Supplied information:
——

Issue #120, opened 2026-05-12
p2-indexing-enqueue-transactional: enqueue_many_for_indexing has the same autocommit-with-context-manager bug PR #119 fixed for archive_queue


mphacker:
## Summary

`mapping_service.enqueue_many_for_indexing` (`scripts/web/services/mapping_service.py:1599-1600`) has the **exact same latent bug** that PR #119 fixes for `archive_queue.enqueue_many_for_archive` (Phase 2.8 of #97).

```python
# scripts/web/services/mapping_service.py:1599
try:
    with _open_queue_conn(db_path) as conn:
        conn.executemany(
            """INSERT INTO indexing_queue ...""",
            rows,
        )
```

——

What is being asked: Every line of the data above that includes "with" should be listed.

Solution to the exercise:
p2-indexing-enqueue-transactional: enqueue_many_for_indexing has the same autocommit-with-context-manager bug PR #119 fixed for archive_queue
    with _open_queue_conn(db_path) as conn:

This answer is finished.